Tuesday, February 18, 2014

My Eating Disorder

I will admit it here:  I have an eating disorder.

Unless a food comes with a specific set of instructions, or it's painfully obvious how to consume it (like, um, soup), I do not possess the innate ability to know how to eat it.  I'm not worldly that way.  Now, I'm not talking about recipes and how to cook something; I'm talking about the proper way to eat some foods.  Examples:

I never knew I was supposed to remove the shell from a shrimp before eating it.  I hadn't eaten much shrimp as a kid/teen and had only watched other people eat it.  I knew something got pulled off first - which I assumed (correctly) was the legs - but I completely missed the part about removing the shell.  Are there instructions about that?  No.  So for several years, I pulled off the legs and ate the rest.  I learned of my mistake one Christmas when I was eating shrimp with my brother.  I was about 35 at the time.  I innocently asked him what he was doing:
Matt:  Pulling the legs off?
Me:  No, after that.
Matt:  Peeling off the shell?
Me:  Are you supposed to do that?
Matt:  !?!?
Me:  I didn't know you were supposed to do that.  I always just ate the shell.
Matt:  You're lying.
Me:  No, watch.  (pop shrimp in mouth)
Matt:  I'm gonna barf.
I knew Kevin wanted me to eat a little healthier and I knew he loved Asian food, so one time early in our relationship, I stopped by a Chinese restaurant on my way home from work and ordered edamame to go.  On the walk home, I thought I would start eating, so I just popped a pod into my mouth and started chewing.  Let me ask again here:  Where are the written instructions on how to eat edamame?  Answer:  Nowhere!  After 15 minutes of chewing, I finally had to pull the stringy pod out of my mouth and toss it.

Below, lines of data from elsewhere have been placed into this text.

PR #421, opened 2024-09-16
Refacter service secrets function

bshephar:
This change refactors the generateServiceSecrets function to deduplicate code and move logic related to vhosts and templateParameters into dedicated functions.

### DIFF
--- a/controllers/heat_controller_test.go
+++ b/controllers/heat_controller_test.go
@@ -1,0 +1,62 @@
+package controllers
+
+import (
+	"reflect"
+	"testing"
+
+	heatv1beta1 "github.com/openstack-k8s-operators/heat-operator/api/v1beta1"
+
+	"github.com/openstack-k8s-operators/lib-common/modules/common/service"
+)
+
+func TestRenderVhost(t *testing.T) {
+	instanceTest1 := &heatv1beta1.Heat{}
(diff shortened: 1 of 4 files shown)


controllers/heat_controller_test.go
bshephar, line 1: I know this adds a new style of testing. But I feel like Heat operator is particularly difficult to test because of the Gophercloud dependency. So we either mock the entire thing, or setup an API server to send OpenStack API like responses. Both of those options feel like a lot of work, so I propose that we instead try to make our code more natively testable by splitting up logic into smaller functions and then using table driven tests to validate their functionality.

In this particular case, the table driven test allowed for me to pass TLS and Non TLS scenarios quickly, while in envtest we just validate the resulting secret data for one off those scenarios. I think if we take this same style and logic and apply it to the rest of the repo, we can improve our test coverage here without the additional burden of the OpenStack API responses.

fao89 (approved):

bshephar:
Kuttl is failing due to the issue with the latest go-toolset in Go 1.21. We'll need to wait for that to be fixed to recheck on this one.

stuggi:
we've put in a custom image in place, the issue should be gone

fao89 (approved):

PR #423, opened 2024-09-18
Set minimum Go version via env var

bshephar:
GOTOOLCHAIN to set 1.21.0 as the min required version and sets it in go.work file.


bshephar:
Should have been a commit on the Go1.21 PR, not it's own PR.

PR #424, opened 2024-09-19
Add customServiceConfigSecrets interface

fao89:
https://github.com/openstack-k8s-operators/dev-docs/blob/79f22c379fa681ac3de42dcb836d214ed8451438/service_config.md#render-multiple-secrets-customserviceconfigsecrets-interface

closes [OSPRH-10267](https://issues.redhat.com//browse/OSPRH-10267)


controllers/heat_controller.go
```diff
@@ -402,6 +407,20 @@ func (r *HeatReconciler) reconcileNormal(ctx context.Context, instance *heatv1be
 	}
 	secretVars[ospSecret.Name] = env.SetValue(hash)
 
+	// check for custom config secrets
+	for _, secretName := range instance.Spec.CustomServiceConfigSecrets {
```
fmount, line 411: I'm wondering if we really need this check here: in theory we're not setting an hash based on `customServiceConfigSecret`, and if they do not exist, we return an err on L979 (from `generateConfigSecret`) and exit the reconciliation loop because "Config is not ready". That seems a more appropriate error for this missing input. 
However I don't think this is a blocker here, just a general comment on the fact we iterate over the same structure twice in the same reconciliation loop, getting (eventually) the same data as output.
@fao89 thoughts on this?

fao89: you are right, I'll drop it

templates/heat/bin/init.sh
```diff
@@ -45,7 +45,7 @@ done
 # and have it automatically detected, or would we have to somehow change the call
 # to the heat binary to tell it to use that custom conf dir?
 echo merging /var/lib/config-data/default/custom.conf into ${SVC_CFG_MERGED}
-crudini --merge ${SVC_CFG_MERGED} </var/lib/config-data/default/custom.conf
+crudini --merge ${SVC_CFG_MERGED} </var/lib/config-data/default/01-custom.conf
```
fmount, line 48: one interesting thing here (maybe for a follow up) would be to remove `crudini` and remove (entirely) the `initscript`.
- `00-default.conf` can be a static file, copied by kolla during `kolla_start` (see what I did here [1] [2]).
This way you can simplify a lot the startup logic and let kolla do both copy and merge for you in a `heat.conf.d` directory where your 00, 01, 02, 03 configs are stored.

[1] https://github.com/openstack-k8s-operators/glance-operator/blob/main/templates/common/config/00-config.conf
[2] https://github.com/openstack-k8s-operators/glance-operator/blob/main/templates/glanceapi/config/glance-api-config.json

fmount (commented):
I have to check it better but this iteration looks ok.
There's code that can be simplified (e.g. removal of the init script) but I think it's out of scope here. For what concerns the `customServiceConfigSecrets` interface, lgtm

templates/heat/bin/init.sh
fmount: oh that's good, works for me then, I'm +1 to focus PRs on a smaller subset of changes.

fmount (approved):
/lgtm

bshephar (approved):

PR #451, opened 2024-10-23
Get keystone service project

fao89:
https://github.com/openstack-k8s-operators/keystone-operator/blob/b36564988843e6f9c1d29328a7651826ccf744de/controllers/keystoneservice_controller.go#L498-L507


controllers/heat_controller.go
```diff
@@ -1077,13 +1077,19 @@ func (r *HeatReconciler) ensureStackDomain(
...
+	}
+
 	// Create Heat user
 	userID, err := os.CreateUser(
 		r.Log,
 		openstack.User{
 			Name:      heat.StackDomainAdminUsername,
 			Password:  password,
-			ProjectID: "service",
+			ProjectID: project.ID,
```
rabi, line 1092: You don't need to provide project when creating domain users. You can just remove it.

PR #224, opened 2020-01-13
Remove date min max

tmccoy529:
This PR is to remove forcing users to match exemption dates with monthly dates per user request. 

With that being removed this introduced the bug of bad date ranges where the To date could come before the From date. In order to handle that we now do a check specific for those dates (converting dates to time and comparing) and then flagging the fields with an error if they dont work.

### DIFF
--- a/src/common/ExemptionUtilities.js
+++ b/src/common/ExemptionUtilities.js
@@ -21,6 +21,15 @@ const GetExemptionFormErrors = exemption => {
     activeFormErrors.push({ key: "toDate", error: "To Date Required" });
   }
 
+  if (fromDate && toDate) {
+    if (parseInt(fromDate.getTime()) > parseInt(toDate.getTime())) {
+      activeFormErrors.push({
+        key: "badDateRange",
+        error: "To Date must come after from date"
+      });
+    }
+  }
+
   return activeFormErrors;
 };
 
--- a/src/components/formik/ExemptionSelector.jsx
+++ b/src/components/formik/ExemptionSelector.jsx
@@ -131,11 +131,13 @@ const ExemptionSelector = props => {
       {(touched.fromDate || touched.toDate) &&
         formErrors.some(
           ({ key }) => key === "toDate" || key === "fromDate"
-        ) && <BasicErrorMessage message="To Date and From Date are Required" />}
+        ) && (
+          <BasicErrorMessage message="To and From Date are required to submit an exemption." />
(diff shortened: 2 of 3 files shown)


src/common/ExemptionUtilities.js
```diff
@@ -21,6 +21,15 @@ const GetExemptionFormErrors = exemption => {
     activeFormErrors.push({ key: "toDate", error: "To Date Required" });
   }
 
+  if (fromDate && toDate) {
+    if (parseInt(fromDate.getTime()) > parseInt(toDate.getTime())) {
+      activeFormErrors.push({
+        key: "badDateRange",
```
tmccoy529: I saw mixed ideas online if getTime returned an integer only so I wrapped in parseInt to ensure we always are comparing integers. This might be over kill and can probably be removed.

src/components/formik/ExemptionSelector.jsx
```diff
@@ -134,15 +127,18 @@ const ExemptionSelector = props => {
...
-          ({ key }) => key === "fromDate" || key === "toDate"
+          ({ key }) => key === "toDate" || key === "fromDate"
         ) && (
           <BasicErrorMessage message="To and From Date are required to submit an exemption." />
         )}
+      {touched.fromDate &&
+        touched.toDate &&
+        formErrors.some(({ key }) => key === "badDateRange") && (
+          <BasicErrorMessage message="To Date must come after From Date." />
+        )}
```
tmccoy529: In the beginning these two were merged to look lke  ({ key }) => key === "toDate" || key === "fromDate" || key ==="badDateRange" but the message wasnt generic enough to handle a bad date range so I added an additional catch here. If we can come up with a better message that can encompass both scenarios of a missing date or a bad date range then these could be easily merged.

src/common/ExemptionUtilities.js
tmccoy529: Also the error message here is confusing. We never use this message that I can tell. We may want to consider just sending key down the pipe instead of both.

martypowell:
this is being kept open, because we want to explore displaying the validation message.

martypowell:
@tmccoy529 noticed this was open, do we still think we should keep this open?

tmccoy529:
@martypowell I see no reason to keep this.

martypowell:
Closed per discussion with Tim

PR #227, opened 2020-01-15
Clear up confirmation

martypowell:
- Accounts for service changes by changing the address parts field
- Adds business name to confirmation page

@tmccoy529 @sgrg1 if you test this, you will need to get the latest from the service

### DIFF
--- a/src/components/formik/AddressLookupField.jsx
+++ b/src/components/formik/AddressLookupField.jsx
@@ -51,12 +51,10 @@ const CustomInputComponent = ({
     }
   };
 
-  const handleAddressSelect = (value, item, test) => {
+  const handleAddressSelect = (value, item) => {
     setFieldValue("businessAddress", value);
     setFieldValue("address", item);
     setWasSelected(true);
-
-    console.log(value, item, test);
   };
 
   /**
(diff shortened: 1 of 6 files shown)


src/components/formik/AddressLookupField.jsx
```diff
@@ -47,14 +47,16 @@ const CustomInputComponent = ({
...
     } else {
       setFieldValue("businessAddress", value);
-      setFieldValue("businessAddressParts", {});
+      setFieldValue("address", {});
     }
   };
 
-  const handleAddressSelect = (value, item) => {
+  const handleAddressSelect = (value, item, test) => {
     setFieldValue("businessAddress", value);
```
tmccoy529: what is "test" doing?

src/components/formik/AddressLookupField.jsx
```diff
@@ -47,14 +47,16 @@ const CustomInputComponent = ({
...
-    setFieldValue("businessAddressParts", item);
+    setFieldValue("address", item);
     setWasSelected(true);
+
+    console.log(value, item, test);
   };
```
tmccoy529: need to remove console.log

src/components/formik/AddressLookupField.jsx
martypowell: shoudl be gone, good catch.

src/components/formik/AddressLookupField.jsx
martypowell: yes

PR #230, opened 2020-01-30
Sum Totals After They are calculated

### LINKED ISSUE #229: Rounding Issue with Calculations for Quarterly Returns
Per @tmccoy529 

While helping Sanjay trouble shoot a value difference I came across a sort of unique situation where we are getting different values that are both correct based on displayed values and might cause some confusion. It has to do with decimal places and rounding and math.

So down below we have our interest calculations on a return that starts in March of 2019

March: 1000 collected
                300 exempt
April: 2000 collected
                300 exempt
May: 3000 collected
                300 exempt

March Interest Calculation:

66.5 x .07 = 4.655 rounded to 4.66 shown below

April Interest Calculation:

161.5 x .07 = 11.305 rounded to 11.31 shown below

May Interest Calculation:

256.5 x .07 = 17.955 rounded to 17.96 shown below

Total Un-Rounded:
33.915

Total Rounded:
33.93

Total Interest Calculation:
484.5 x .07 = 33.915 rounded to 33.92

There is a penny discrepancy if you add all the rounded interest values up versus the correct value of the rounded total value. The county still gets the correct amount of money but doing the calculations manually based on what we are displaying the tax payer is shorting the county one cent. We may need to display more decimal places then 2 to handle this issue but I feel like that is something OBF would have to decide. Or maybe it’s not a big deal since it’s just a penny and we can add legal text to explain math and rounding. Anyway figured I bring it to everyone’s attention incase this was found post release and was deemed an issue.

image

martypowell:
Resolves #229 

Total Values were being run through calculation functions after the individual months had already been calculated. 

We only want to run the calculations on the individual months, and then add the calculated values.  This ensures the numbers match up and avoids the scenario in #229.

### DIFF
--- a/src/common/Calculations.js
+++ b/src/common/Calculations.js
@@ -1,5 +1,7 @@
 import { RatesAndFees } from "./Constants";
 
+const roundCurrency = value => Math.round(value * 100) / 100;
+
 /**
  * Calculate the interest based on tax collected and the number of months late.
  * @param {number} taxCollected dollar amount to base the interest off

"How does Kevin eat these things?", I marveled.  And looking at the container in front of me, I wondered how on earth I would be able to finish all of them when it took me 15 minutes to just eat ONE.
Kevin (laughing):  Oh my God, you don't eat the pod!  You eat the soy beans inside!
Me:  Well that would explain why the pod is practically unchewable.
Kevin:  (laughing too hard to speak)
Me:  Well how was I supposed to know??
While perhaps not really the same eating disorder as shrimp and edamame, I ordered calamari on a vacation in Cancun in 1998.  Based on the sound of the word, I thought calamari was pasta.  I mean come on:  capellini, fusilli, spaghetti, CAL-A-MAR-I...   I mean, it ends in an "i" - sounds like pasta to me.  Admittedly it looked a little weird when it arrived at the table because it didn't look like it had marinara sauce on it, but I started eating it anyway.  The look on my face immediately gave me away.  I'm trying to chew the mouthful I had:
Me:  God this is just awful!
Chad:  I was surprised you ordered it in the first place.  I didn't think you would like squid.
Me:  (spit!)
If there are other foods out there that need to be accompanied with instructions or directions, please let me know.  Or should I simply just check myself into rehab?